The folder train/ is too large to store on Github. It can be retrieved as a tar-ball from this address.
- train/: Contains the models, as well as auxiliary files used by Phonetisaurus
- model-wtone-nob.fst contains full tone and stress specifications
- model-notone-nob.fst lacks tone and secondary stress
- lexica/: Contains various lexica used for training and testing
- NST-total_train.dict is the training set for model-wtone-nob.fst. It contains 612 366 word-transcription pairs (WTP) and constitutes 90% of the unique WTPs in the NST lexicon.
- NST-total_test.dict is the test set for model-wtone-nob.fst. It consists of the remaining 10% of the unique WTPs in the NST lexicon, which have been randomly selected.
- NST-total-notone_nosecstress_train.dict is the training set for model-notone-nob.fst. It is equal to NST-total_train.dict, but markings of tone and secondary stress have been removed
- NST-total-notone_nosecstress_test.dict is the test set for model-notone-nob.fst. It is equal to NST-total_test.dict, but markings of tone and secondary stress have been removed
- NST-total_test_predicted.dict is the test set with tones and secondary stress with transcriptions predicted by the G2P system
- NST-total_test_notone_predicted.dict is the test set without tones and secondary stress with transcriptions predicted by the G2P system g2p_stats.py is the evaluation script used in this project.
Although the original NST lexicon uses X-SAMPA as a transcription standard, an equivalent standard is used in this project., which is easier to read by humans, NoFAbet. NoFAbet is in part based on 2-letter ARPAbet and is made by Nate Young for the National Library of Norway in connection with the development of NoFA, a forced aligner for Norwegian, soon to be released.

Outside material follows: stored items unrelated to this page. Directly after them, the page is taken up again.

PR #4840, opened 2026-07-27
feat: smooth zoom transition for F0PdfViewer

jespinosa19:
## What & why

Zooming a PDF was **abrupt**: react-pdf re-rasterizes the page at the new scale on every step, tearing the canvas down and rebuilding it, so each step flashed a blank frame and read as a hard, flickery jump (most noticeable zooming out). This PR makes the zoom **ease smoothly**, reusing only existing primitives (a CSS transform plus a debounce), no new tokens or components.

### Decoupled render scale
- New `renderScale` is the scale react-pdf actually rasterizes at; it lags the target `scale` during a manual zoom.
- During the gesture only a cheap GPU `transform: scale(scale / renderScale)` on the already-rendered page animates (180ms, `cubic-bezier(0.2, 0, 0, 1)`), so there is no canvas rebuild and no blank frame.
- Once the user settles, `renderScale` catches up (debounced 200ms) and react-pdf re-rasterizes **once**, at the final size, so the page stays crisp. The visual size is identical across that swap, so there is no jump.
- Page-fit / page-width (and the initial fit) set `renderScale` immediately, so nothing animates on load.

## Scope notes
- **Only the zoom transition.** Toolbar, scroll, paging, rotate and visible-page tracking are untouched.
- `transform-origin: top center` so the page grows / shrinks from where it sits in the scroll, not the viewport centre.
- Respecting `prefers-reduced-motion` could be a nice follow-up, but the transition is short and transform-only.

## Verification
- Storybook (`Components / F0PdfViewer`): zoom in / out across scales, the page eases smoothly with no blank flash between steps and no animation on first load; the page is crisp again after settling.
- Page navigation, page-fit / page-width, rotate and visible-page tracking on scroll all still work.

### DIFF
--- a/packages/react/src/components/F0PdfViewer/F0PdfViewer.tsx
+++ b/packages/react/src/components/F0PdfViewer/F0PdfViewer.tsx
@@ -136,6 +136,10 @@ const PdfViewerBase = forwardRef<
   const [pdf, setPdf] = useState<PDFDocumentProxy | null>(null)
   const [pages, setPages] = useState<PageMetrics[]>([])
   const [scale, setScale] = useState(1)
+  // The scale react-pdf actually rasterizes at. It lags `scale` during manual
+  // zoom so the gesture animates with a CSS transform instead of rebuilding the
+  // canvas every step; it catches up (debounced) once the user settles.
+  const [renderScale, setRenderScale] = useState(1)
   const [currentPage, setCurrentPage] = useState(0)
   const [selectedScale, setSelectedScale] = useState<F0PdfScale>(initialScale)
   const [rotation, setRotation] = useState<F0PdfRotation>(initialRotation)
@@ -200,7 +204,10 @@ const PdfViewerBase = forwardRef<
           : (container.clientHeight - toolbarHeight - PAGE_VIEWPORT_PADDING) /
             pageHeight
 
+      // Fit changes rasterize immediately (no transform gap), so they never
+      // flash or animate on load.
       setScale(computed)
+      setRenderScale(computed)
       setSelectedScale(value)
     },
     [pages, currentPage, rotation]
@@ -320,6 +327,16 @@ const PdfViewerBase = forwardRef<
     return () => container.removeEventListener("click", handleClick, true)
   }, [])
 
+  // Manual zoom animates via a cheap CSS transform on each page (see the render
+  // below) so the gesture stays smooth. Re-rasterizing at the new scale is what
+  // flashes (react-pdf tears the canvas down and rebuilds it), so we defer it:
+  // once the user settles, catch renderScale up to scale in one debounced step.
+  useEffect(() => {
+    if (renderScale === scale) return
+    const id = setTimeout(() => setRenderScale(scale), 200)
+    return () => clearTimeout(id)
+  }, [scale, renderScale])
+
   return (
     <div
       ref={ref}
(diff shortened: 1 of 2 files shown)


eliseo-juan (changes requested):
Nice idea to decouple the render scale, but I think the mechanism can't hold the
guarantees the description claims. A few blocking things:

**1. `transform` doesn't change layout → pages overlap and get clipped during the whole gesture**

The `transform: scale()` lives on the page wrapper (`F0PdfViewer.tsx:371-400`), so
its layout box stays at `renderScale` for the gesture **plus** the 200ms debounce:

- With `transform-origin: top center` the painted page escapes its box and covers
  the next page in a multi-page document.
- `scrollHeight` / `scrollWidth` don't grow, so zooming past the viewport width
  clips the page against the surface's `overflow-hidden` (`:327`) instead of
  producing a horizontal scrollbar.
- When `renderScale` finally catches up, layout reflows and everything shifts.

So the hard jump isn't removed, it's deferred — and now happens twice (visual
scale, then layout shift). Repro: multi-page PDF, scroll to page 2, zoom to 200%.

Could we reserve the final size on the wrapper (explicit `width`/`height` at the
target scale) instead of only transforming, so layout and paint stay in sync?

**2. Visible-page tracking reads layout, not the transform**

`calculateVisiblePage` uses `offsetTop`/`offsetHeight` (`visiblePage.ts`) and
`goToPage` uses `element.offsetTop` (`:173-178`) — both blind to the transform.
During that window the toolbar page indicator and next/prev page target offsets
that don't match what's on screen.

**3. The skeleton is sized off the wrong scale**

`pageSkeletonWidth/Height` still derive from `scale` (`:151-152`) while `Page`
rasterizes at `renderScale`, so the `loading` skeleton shown while re-rasterizing
is sized at the target scale, not the rendered one.

Related: "the visual size is identical across that swap, so there is no jump" —
when react-pdf recreates the canvas, assigning `canvas.width` clears it, and the
transform resets to 1 in the same commit. Could you attach a capture at 300% on a
throttled machine? I'd expect one blank frame at the end of the gesture.

**4. Division by zero / NaN**

`applyDynamicScale` computes `(clientHeight - toolbarHeight - padding) / pageHeight`.
In a zero-height or hidden container (tab, drawer, collapsed panel — realistic for
a document preview) that's 0 or negative, and it's now written into `renderScale`
too → `transform: scale(Infinity)` / `scale(NaN)`. Needs a guard:

    const ratio = renderScale > 0 ? scale / renderScale : 1

**5. `prefers-reduced-motion`**

An animated zoom in a document viewer is exactly the vestibular-trigger case, and
we already have `useReducedMotion()`. It's one line here rather than a follow-up:

    transition: shouldReduceMotion || renderScale === scale ? "none" : "transform 180ms ..."

**6. No tests for a new state machine on a stable component**

This adds a second scale state plus a timer to a component in `components/`
(stable), and `F0PdfViewer.test.tsx` already exists. Minimum: fake timers, assert
which `scale` reaches `Page` before/after the debounce, and that fit modes never
open a transform gap.

jespinosa19:
Thanks! Addressed in `46b6aab`:

**1. Layout vs paint (overlap / clip / deferred reflow).** Fixed by reserving the page box at the target size and transforming only the canvas inside it. A "sizer" div now gets `width/height = intrinsic * scale` (the final size) and owns the frame + `overflow-hidden`; the canvas is scaled within it from `renderScale` up or down to the target. So the layout box is always the target size: scroll grows immediately (a real horizontal scrollbar past ~100%, no clipping), neighbouring pages never get covered, and there is no reflow when `renderScale` catches up. Your repro (page 2, 200%) now scrolls correctly.

**2. Visible-page tracking blind to the transform.** Falls out of #1: the page ref now lives on the target-sized sizer, so `offsetTop`/`offsetHeight` in `goToPage` and `calculateVisiblePage` match what is on screen.

**3. Skeleton sized off the wrong scale.** Fixed, the per-page loading skeleton is now `intrinsic * renderScale` (what is actually rasterizing). And you are right about the blank frame: react-pdf hides the canvas during re-raster, so there is a brief blank at the end of the gesture. It now happens inside the stable, target-sized frame, so it reads as an in-place content refresh rather than a size jump.

**4. Division by zero / NaN.** Fixed. `applyDynamicScale` bails when the computed scale is non-finite or `<= 0` (hidden or zero-height container), and the zoom ratio is clamped to a finite positive value, so `scale(Infinity)` / `scale(NaN)` can no longer happen.

**5. `prefers-reduced-motion`.** Added via `useReducedMotion()`; the transition is skipped entirely when it is set.

**6. Tests.** Added two: the box is reserved at the target size the moment you zoom (layout leads), and the crisp re-raster is debounced (`Page` keeps its old `renderScale` right after the click, then catches up). One note: I kept fit-to-view animating (product request) rather than instant, which is now safe because the sizer keeps layout correct regardless of the transform gap. Happy to make fit instant if you would prefer.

X-SAMPA | NoFAbet | Example |
---|---|---|
A: | AA0 | bad |
{: | AE0 | vær |
{ | AEH0 | vært |
{*I | AEJ0 | sei |
E*u0 | AEW0 | sau |
A | AH0 | hatt |
A*I | AJ0 | kai |
@ | AX0 | behage |
b | B | bil |
d | D | dag |
e: | EE0 | lek |
E | EH0 | penn |
f | F | fin |
g | G | gul |
h | H | hes |
I | IH0 | sitt |
i: | II0 | vin |
j | J | ja |
k | K | kost |
C | KJ | kino |
l | L | land |
l= | LX0 | |
m | M | man |
m= | MX0 | |
n | N | nord |
N | NG | eng |
n= | NX0 | |
o: | OA0 | rå |
O | OAH0 | gått |
2: | OE0 | løk |
9 | OEH0 | høst |
9*Y | OEJ0 | køye |
U | OH0 | f*ort |
O*Y | OJ0 | konvoy |
u: | OO0 | bod |
@U | OU0 | show |
p | P | pil |
r | R | rose |
d` | RD | rekord |
l` | RL | perle |
l`= | RLX0 | |
n` | RN | barn |
n`= | RNX0 | |
s` | SJ | pers |
t` | RT | stort |
r= | RX0 | |
s | S | sil |
S | SJ | sju |
s= | SX0 | |
t | T | tid |
u0 | UH0 | russ |
u0 j | UH0_J | Anhui |
}: | UU0 | hus |
v | V | vase |
w | W | Washington |
Y | YH0 | nytt |
y: | YY0 | ny |
Unstressed syllables are marked with a 0 after the vowel or consonant syllable nucleus. The nucleus is marked with a 1 for tone 1 and a 2 for tone 2. Secondary stress is marked with 3. In the material without tone and stress marking, all 3s are replaced by zeros and all 2s with 1s.
For compatibility with NoFA, retroflex s is rendered as SJ instead of RS, which means that there is no distinction between postalveolar and retroflex s in the transcriptions.
Model | Word Error Rate | Phoneme Error Rate |
---|---|---|
model-wtone-nob.fst | 14.29 | 2.76 |
model-notone-nob.fst | 10.44 | 2.00 |
The PER calculation is borrowed from this tutorial.
The models created in this project can be used for any purpose, as long as it is compliant with Phonetisaurus' license.